WHAT NEEDS TO BE DONE: The records follow. Print, word for word, the first line through the "-4,7 +4,6 @@ module VagrantPlugins" line.

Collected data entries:
- Opening Delimiter -

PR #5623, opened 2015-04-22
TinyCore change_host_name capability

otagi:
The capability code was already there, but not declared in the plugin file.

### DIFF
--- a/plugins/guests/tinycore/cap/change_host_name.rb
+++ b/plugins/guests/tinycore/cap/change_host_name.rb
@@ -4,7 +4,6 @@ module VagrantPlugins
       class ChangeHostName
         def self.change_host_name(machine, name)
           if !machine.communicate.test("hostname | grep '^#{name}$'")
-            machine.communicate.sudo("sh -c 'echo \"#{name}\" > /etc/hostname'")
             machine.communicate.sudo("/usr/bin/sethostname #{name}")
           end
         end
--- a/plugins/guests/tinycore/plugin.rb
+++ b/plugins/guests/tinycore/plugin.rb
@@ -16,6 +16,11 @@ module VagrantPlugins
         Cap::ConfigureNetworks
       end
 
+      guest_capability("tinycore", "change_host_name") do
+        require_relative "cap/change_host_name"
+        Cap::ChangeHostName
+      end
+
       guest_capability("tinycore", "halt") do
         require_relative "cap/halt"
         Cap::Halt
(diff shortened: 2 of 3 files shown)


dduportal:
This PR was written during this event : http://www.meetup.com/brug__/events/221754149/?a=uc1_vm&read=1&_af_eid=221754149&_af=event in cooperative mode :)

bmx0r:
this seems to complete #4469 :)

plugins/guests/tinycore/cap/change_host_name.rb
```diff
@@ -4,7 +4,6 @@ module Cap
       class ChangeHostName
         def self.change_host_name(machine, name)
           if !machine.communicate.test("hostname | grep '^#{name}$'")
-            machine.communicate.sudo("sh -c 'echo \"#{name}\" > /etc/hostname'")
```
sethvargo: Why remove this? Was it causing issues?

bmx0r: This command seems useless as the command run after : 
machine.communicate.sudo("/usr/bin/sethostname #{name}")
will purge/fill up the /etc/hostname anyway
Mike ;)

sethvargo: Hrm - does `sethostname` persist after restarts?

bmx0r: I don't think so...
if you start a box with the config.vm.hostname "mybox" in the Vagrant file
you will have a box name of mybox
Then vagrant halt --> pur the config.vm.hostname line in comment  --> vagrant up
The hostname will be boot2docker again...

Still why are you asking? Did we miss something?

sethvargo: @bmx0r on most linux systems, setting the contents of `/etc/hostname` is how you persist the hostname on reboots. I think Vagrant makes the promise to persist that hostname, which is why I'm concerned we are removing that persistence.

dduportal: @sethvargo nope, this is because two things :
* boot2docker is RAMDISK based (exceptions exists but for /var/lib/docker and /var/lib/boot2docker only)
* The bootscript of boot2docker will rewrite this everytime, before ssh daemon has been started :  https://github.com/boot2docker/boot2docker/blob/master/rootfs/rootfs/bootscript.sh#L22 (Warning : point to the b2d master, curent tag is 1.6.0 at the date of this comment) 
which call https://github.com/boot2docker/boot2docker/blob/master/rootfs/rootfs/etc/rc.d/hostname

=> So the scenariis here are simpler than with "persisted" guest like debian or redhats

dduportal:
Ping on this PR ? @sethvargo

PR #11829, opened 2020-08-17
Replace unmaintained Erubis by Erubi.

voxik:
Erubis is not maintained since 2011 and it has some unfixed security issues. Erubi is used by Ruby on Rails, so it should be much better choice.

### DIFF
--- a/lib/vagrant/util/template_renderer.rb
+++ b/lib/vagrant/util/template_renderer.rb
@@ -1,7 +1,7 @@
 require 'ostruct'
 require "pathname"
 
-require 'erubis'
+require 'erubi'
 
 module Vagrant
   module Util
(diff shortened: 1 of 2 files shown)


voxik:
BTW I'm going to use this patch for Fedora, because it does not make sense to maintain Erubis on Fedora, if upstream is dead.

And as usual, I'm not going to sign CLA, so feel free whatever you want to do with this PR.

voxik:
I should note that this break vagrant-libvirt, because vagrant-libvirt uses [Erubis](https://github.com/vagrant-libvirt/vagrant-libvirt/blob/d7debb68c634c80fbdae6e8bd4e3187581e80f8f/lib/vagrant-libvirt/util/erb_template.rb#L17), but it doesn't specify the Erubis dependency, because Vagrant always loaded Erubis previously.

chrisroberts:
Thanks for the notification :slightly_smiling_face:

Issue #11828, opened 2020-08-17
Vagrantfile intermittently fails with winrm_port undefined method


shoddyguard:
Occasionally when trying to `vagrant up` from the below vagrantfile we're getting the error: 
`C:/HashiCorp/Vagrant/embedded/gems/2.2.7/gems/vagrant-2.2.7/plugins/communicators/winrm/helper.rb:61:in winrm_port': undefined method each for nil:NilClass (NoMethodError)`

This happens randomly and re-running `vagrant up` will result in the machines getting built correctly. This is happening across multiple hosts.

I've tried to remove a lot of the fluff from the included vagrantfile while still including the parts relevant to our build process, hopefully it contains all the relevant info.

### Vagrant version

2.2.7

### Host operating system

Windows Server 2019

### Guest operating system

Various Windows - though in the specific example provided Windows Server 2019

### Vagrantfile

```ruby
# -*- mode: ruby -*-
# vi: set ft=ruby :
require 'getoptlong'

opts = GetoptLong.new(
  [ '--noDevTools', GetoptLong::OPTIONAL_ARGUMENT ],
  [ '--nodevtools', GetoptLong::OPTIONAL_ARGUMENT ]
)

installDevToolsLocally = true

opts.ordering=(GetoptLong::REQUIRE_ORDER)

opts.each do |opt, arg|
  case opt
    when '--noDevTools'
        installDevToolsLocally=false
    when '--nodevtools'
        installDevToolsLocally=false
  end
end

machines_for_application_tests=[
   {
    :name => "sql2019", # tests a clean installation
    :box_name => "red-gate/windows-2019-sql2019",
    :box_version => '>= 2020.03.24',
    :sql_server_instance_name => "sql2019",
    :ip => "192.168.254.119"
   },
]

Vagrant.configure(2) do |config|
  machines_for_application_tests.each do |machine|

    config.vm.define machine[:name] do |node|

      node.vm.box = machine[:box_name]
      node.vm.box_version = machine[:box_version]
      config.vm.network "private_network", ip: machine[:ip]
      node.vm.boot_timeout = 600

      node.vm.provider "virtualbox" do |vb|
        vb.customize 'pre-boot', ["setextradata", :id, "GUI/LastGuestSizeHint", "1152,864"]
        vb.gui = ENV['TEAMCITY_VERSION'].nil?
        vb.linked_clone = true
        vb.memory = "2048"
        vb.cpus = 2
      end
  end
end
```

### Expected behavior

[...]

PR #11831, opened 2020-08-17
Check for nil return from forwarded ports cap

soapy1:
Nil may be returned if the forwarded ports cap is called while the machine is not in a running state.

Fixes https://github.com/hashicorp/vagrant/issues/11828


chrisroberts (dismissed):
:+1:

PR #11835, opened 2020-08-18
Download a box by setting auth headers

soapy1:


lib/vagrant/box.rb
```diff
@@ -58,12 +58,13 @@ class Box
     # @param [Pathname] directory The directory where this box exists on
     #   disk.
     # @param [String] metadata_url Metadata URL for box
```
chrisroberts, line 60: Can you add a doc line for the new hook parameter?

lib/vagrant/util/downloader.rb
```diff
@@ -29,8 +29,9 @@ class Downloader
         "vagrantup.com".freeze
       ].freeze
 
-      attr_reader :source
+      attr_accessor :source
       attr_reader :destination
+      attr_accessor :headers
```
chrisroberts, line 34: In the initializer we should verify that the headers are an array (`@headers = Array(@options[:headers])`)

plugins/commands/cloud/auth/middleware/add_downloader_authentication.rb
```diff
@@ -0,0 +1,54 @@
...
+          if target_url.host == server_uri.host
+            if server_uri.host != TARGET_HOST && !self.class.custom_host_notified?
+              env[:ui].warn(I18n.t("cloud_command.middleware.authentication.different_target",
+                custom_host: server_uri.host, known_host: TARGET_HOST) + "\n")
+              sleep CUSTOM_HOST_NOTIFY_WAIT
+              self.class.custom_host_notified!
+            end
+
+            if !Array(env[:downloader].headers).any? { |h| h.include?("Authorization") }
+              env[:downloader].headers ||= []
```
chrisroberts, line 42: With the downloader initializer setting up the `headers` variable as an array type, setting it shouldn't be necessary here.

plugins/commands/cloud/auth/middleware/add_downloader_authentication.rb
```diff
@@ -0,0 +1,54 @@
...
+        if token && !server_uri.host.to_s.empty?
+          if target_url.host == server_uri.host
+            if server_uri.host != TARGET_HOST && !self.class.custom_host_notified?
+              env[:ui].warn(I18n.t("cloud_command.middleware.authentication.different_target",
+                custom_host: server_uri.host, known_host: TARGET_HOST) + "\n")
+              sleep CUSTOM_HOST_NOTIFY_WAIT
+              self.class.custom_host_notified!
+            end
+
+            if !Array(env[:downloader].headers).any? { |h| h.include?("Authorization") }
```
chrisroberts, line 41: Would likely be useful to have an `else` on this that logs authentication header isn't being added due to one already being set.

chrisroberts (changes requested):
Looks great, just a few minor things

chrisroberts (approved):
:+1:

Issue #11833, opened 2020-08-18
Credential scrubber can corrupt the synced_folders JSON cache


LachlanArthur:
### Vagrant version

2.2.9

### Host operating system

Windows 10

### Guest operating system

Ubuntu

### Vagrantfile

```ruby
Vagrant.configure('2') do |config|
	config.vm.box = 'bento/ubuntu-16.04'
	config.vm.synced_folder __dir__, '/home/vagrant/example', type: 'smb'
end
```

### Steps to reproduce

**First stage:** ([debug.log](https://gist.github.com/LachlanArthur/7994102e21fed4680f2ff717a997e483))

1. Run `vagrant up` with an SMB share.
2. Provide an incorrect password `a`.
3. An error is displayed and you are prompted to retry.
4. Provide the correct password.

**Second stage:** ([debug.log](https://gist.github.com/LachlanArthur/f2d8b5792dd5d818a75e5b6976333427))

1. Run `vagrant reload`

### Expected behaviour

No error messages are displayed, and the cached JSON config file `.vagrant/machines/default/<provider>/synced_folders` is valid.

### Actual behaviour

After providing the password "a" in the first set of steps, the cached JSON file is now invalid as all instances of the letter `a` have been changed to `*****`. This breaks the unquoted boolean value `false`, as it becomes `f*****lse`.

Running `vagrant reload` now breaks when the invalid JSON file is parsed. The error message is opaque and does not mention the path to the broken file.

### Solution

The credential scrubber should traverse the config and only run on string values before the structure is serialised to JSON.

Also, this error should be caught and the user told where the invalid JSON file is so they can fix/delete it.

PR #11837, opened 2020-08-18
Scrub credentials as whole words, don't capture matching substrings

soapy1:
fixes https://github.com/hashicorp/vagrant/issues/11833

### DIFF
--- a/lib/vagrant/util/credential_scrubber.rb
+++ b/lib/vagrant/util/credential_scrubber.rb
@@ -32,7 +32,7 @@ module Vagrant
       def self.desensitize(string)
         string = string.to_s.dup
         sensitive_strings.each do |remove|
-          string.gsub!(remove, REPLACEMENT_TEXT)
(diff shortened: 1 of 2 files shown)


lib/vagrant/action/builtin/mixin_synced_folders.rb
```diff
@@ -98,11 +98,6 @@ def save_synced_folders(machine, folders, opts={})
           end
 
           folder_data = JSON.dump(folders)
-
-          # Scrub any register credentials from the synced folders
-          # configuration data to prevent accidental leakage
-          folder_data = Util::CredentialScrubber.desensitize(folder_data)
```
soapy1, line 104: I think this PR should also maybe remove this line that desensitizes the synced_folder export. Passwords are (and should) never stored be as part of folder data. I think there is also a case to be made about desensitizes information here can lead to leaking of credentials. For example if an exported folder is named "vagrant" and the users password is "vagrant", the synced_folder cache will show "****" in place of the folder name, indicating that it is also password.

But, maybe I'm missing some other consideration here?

- Closing Delimiter -

SOLUTION FOR THIS PROBLEM:
PR #5623, opened 2015-04-22
TinyCore change_host_name capability

otagi:
The capability code was already there, but not declared in the plugin file.

### DIFF
--- a/plugins/guests/tinycore/cap/change_host_name.rb
+++ b/plugins/guests/tinycore/cap/change_host_name.rb
@@ -4,7 +4,6 @@ module VagrantPlugins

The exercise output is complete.